Cloud Computing Infrastructure
We are exploring the many systems challenges hidden behind the hype surrounding cloud computing, such as elastic storage, resource allocation/scheduling, and automation (e.g., performance problem diagnosis). In addition, to gain first-hand experiences, we maintain and measure several deployed cloud resources with real users, in collaboration with industry partners.
Data-intensive Computing (DISC, a.k.a. Big Data)

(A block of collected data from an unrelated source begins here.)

PR #893, opened 2024-04-24
Update Docker image to Debian bookworm and get CI tests to pass

oskirby:
This is trying to see what happens if we update the Docker image on which autograph is built from `golang:1.16.10-buster` to something a bit more recent. In this case I chose `debian:bookworm` since it's the current stable release of Debian.

So far, this PR can be divided up into three epochs:
1. Commits up to 6bc6d6a67cd843365359afeec5fcaeb9b12510ee are about updating the autograph docker image.
2. Commits up to 97c74c0d9bdb1ce718705ebcf120d0e540b900e5 are about getting the CI jobs passing.
3. Commits after that are focusing on upgrading the Circle CI environment to newer images.

Because one of my objectives of this work was to get the CI tests passing again, I have uncovered a bunch of broken tests and linting errors which have accumulated in the absence of working tests. So this has kind of turned into a large pull request. If this is too much to digest in one PR, let me know and I can make an effort to break it up into smaller pieces.


jmhodges:
Oh, this repo is a squash and merge one! Could you split this up into smaller PRs? I'd rather us not have to revert all of this work just because one commit had a problem. Some of these also feel totally separable like the docker-compose changes.

jmhodges:
Also, this patch rules

oskirby:
I am switching this back to a draft, and I will split it up into multiple PR's that are a little more digestable.

oskirby:
I am going to close this as all of the good bits now live on in PR #898

Issue #853, opened 2023-06-16
Fix CI 


hwine:
Currently, only `ci/circleci: build-integrationtest-verify` passes on CI.

The unit tests will pass locally. So should be made to pass on CI.

Per @quiiver this should be straight forward without bumping golang version.

Will - any guidance here appreciated. More folks are getting into the code 😉

Note: if we're fighting any CircleCI issues here, moving to GitHub Actions is a viable path.

hwine:
Temp workaround done in #856 so we can simplify the "does a PR pass" story.

The changes do not "fix" anything, rather they treat the current failures a XFAIL at the most granular level available in the CircleCI config file. When the underlying tests are truly fixed, the CI run will fail.

PR #894, opened 2024-04-26
Fix failures in CI testing

oskirby:
In order to start work on some larger upgrades and refactoring, with the confidence that we aren't breaking things, we should start by getting the unit tests and code quality checks in CI to start passing again. This PR attempts to split just that part of the work out from #893 and get it into a smaller form, suitable for review and merging.

To break down the contents of this PR:
1. Fix the installation of test tooling (`staticcheck`, `golint` and `goveralls`) so that they don't interfere with vendored modules, and pin them to a known-good version while we're at it.
2. Remove a conflicting copy of `github.com/mozilla-services/autograph/verifier/contentsignature` from the vendor dir.
3. Fix the resulting linter errors and unit tests breakage that were previously uncaught.
4. Fix a command substitution bug in the checking of lint results.
5. Expect the tests to pass in CI.

Fixes: #853


hwine (commented):
I :love: the idea, but I'm clueless about some of the changes. Deferring to Jeff.

vendor/github.com/mozilla-services/autograph/verifier
jmhodges, line 1: It looks like you added the `replace` directive to `go.mod` and this symlink both. I think you just need the `replace`? (I tried reproducing behavior by deleting this symlink and running `go mod vendor` and then some `go build` in a few spots. But you mentioned some static analysis work, so I could be missing the right check)

jmhodges (changes requested):

vendor/github.com/mozilla-services/autograph/verifier
jmhodges: Oh, it was `staticcheck` not working right? Strange.

jmhodges (approved):
LGTM!

Thank you so much!

I do wonder if, in a future patch, we wouldn't be better off getting rid of the nested go.mods, but I see [we have clients using the module](https://github.com/search?type=code&q=github.com%2Fmozilla-services%2Fautograph%2Fverifier%2Fcontentsignature) elsewhere.

vendor/github.com/mozilla-services/autograph/verifier
oskirby: The thing I found is that removing the symlink and running `go mod vendor` causes go to rebuild the vendor directory, and it just re-creates a copy of `verifier/contentsignature` in `vendor/github.com/mozilla-services/autograph/verifier/contentsignature`.

So, all we have really done is update the vendored copy without removing it. It produces successful builds, but lays the foundation for more errors to creep in again by having two copies of the code.

The symlink isn't a great solution either though as it will just get blown away the next time someone tries a `go mod vendor` again.

oskirby: I think in this case staticcheck was working as expected, and the project was being built with the copy out of the vendor directory. The problem is, that version was old, and had begun to diverge from the copy in `verifier/contentsignature`

jmhodges:
Sorry for the delay on this merge. I wanted to get you collab rights, but we got distracted by yesterday's events

PR #847, opened 2023-03-08
Update: Docker compose is a sub command now

hwine:
New versions of Docker have 'compose' as a subcommand. The existing scripts used the older `docker-compose` executable, which has been removed.

`make integration-test` runs fine with the change.

Fixes #846

PR #897, opened 2024-05-02
Update: Use cimg/go:1.16 image and docker compose subcommand

oskirby:
Rebasing PR #847 now that we have passing tests.

The `circleci/golang:1.16-buster` docker image has been deprecated, and has not received updates in over two years now and we have developer friction now due to the use of the deprecated `docker-compose` command. We should update these to their modern equivalents.


jmhodges (approved):
Would mildly prefer the comments to have been left alone (if we interpret them as referencing the tool's name) or have backticks around it (if we interpret them as referring to the literal command), but that isn't a blocker and I don't hold that opinion strongly

jmhodges (approved):

jmhodges (approved):

PR #898, opened 2024-05-02
Update: Use Debian bookworm as base docker image

oskirby:
Debian [10/buster](https://www.debian.org/releases/buster/) has been discontinued, and stopped receiving security updates as of June 2022, and LTS support is going to expire later this year in June 2024. We should make an effort to upgrade to a newer version of Debian. With that work in mind, I have selected Debian [12/bookworm](https://www.debian.org/releases/bookworm/) given that it is the current stable release of Debian. 

This PR attempts to upgrade the base docker image from `golang:1.16-buster` to `debian:bookworm`. This also necessitates an upgrade to golang 1.19, and brings with it a handful of test fixes due to changes in the standard go libraries.

This is a subset of PR #893 with only the bits necessary to upgrade the base docker image.


jmhodges:
This one has to wait for us to get off CentOS 7 on our VMs. We'll need to plan out what that looks like next week

Dockerfile
```diff
@@ -1,20 +1,17 @@
-FROM golang:1.16.10-buster
+FROM debian:bookworm
 EXPOSE 8000
 
-ENV GODEBUG=x509ignoreCN=0
```
jmhodges, line 4: Hm, this should still be required to work correctly. Nervy that it does. Might be making leaf certificates incorrectly? Did I miss something thought?

oskirby: To explain this one a little bit, the `x509ignoreCN` environment variable tells golang to weaken its certificate subject name checks and accepts certificates which only contain a `CN` field when trying to match a DNS name. Support for this variable was removed in Go 1.17 (see notes for crypto/x509 [here](https://go.dev/doc/go1.17#minor_library_changes)). And a valid certificate, as far as go is concerned, must now use the X509v3 `subjectAltName` extension to provide a DNS name.

This caused a problem for the integration tests, because the test certificate for the DB only provides `CN=db` and this is no longer sufficient for go 1.17, which is the reason for commit 43fb9573f79a900744e0786b1af00acb52854d35 in this PR to update the test certs.

jmhodges: Ah, I was worried that variable applied at certificate creation, not just verification, time and we'd be generate certs without a CommonName and only a SAN but that's not the case (from looking up the older docs for [VerifyHostname](https://pkg.go.dev/crypto/x509@go1.16.15#Certificate.VerifyHostname) and writing [a test impl](https://gist.github.com/jmhodges/42c8b1cb14451844014b00dc16a45a31)). 

I think I saw the cose_test.go and verifier_test.go changes thought they might be related. And I'm extra paranoid about this because this month we had [to correct a bug](https://github.com/mozilla-services/autograph/pull/884) around us making the CN).

Any idea why the error messages for cose_test.go and verifier_test.go got worse? Not a strong request but maybe you know already

middleware.go
```diff
@@ -48,7 +48,7 @@ func setRequestStartTime() Middleware {
 	}
 }
 
-//  Run the request through all middlewares
```
jmhodges, line 51: You know, we could do these gofmt changes out of this PR since we still have wait on the centos7 change. I can post a quick PR.

jmhodges: https://github.com/mozilla-services/autograph/pull/900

DISC refers to the rapidly growing style of computing characterized by extraction of information from huge and often dynamically growing datasets. We are exploring new distributed storage and computing system designs for achieving robust, efficient data-intensive computing. We are particularly interested in new frameworks for supporting advanced machine learning on large data sets, shifting the work of coordinating parallel threads and data from the programmer without losing efficiency.
Parallel Data Lab (PDL)
As Director of the Parallel Data Lab, I lead a number of storage-related projects in areas such as storage system architecture, survivable storage, file systems, storage security, and automated storage management. As one example, we are exploring how system software should change to accommodate new storage technologies like non-volatile RAM (e.g., PCM) and shingled magnetic recording (in disks). As another, we are exploring new approaches to sharing and access control in distributed home storage.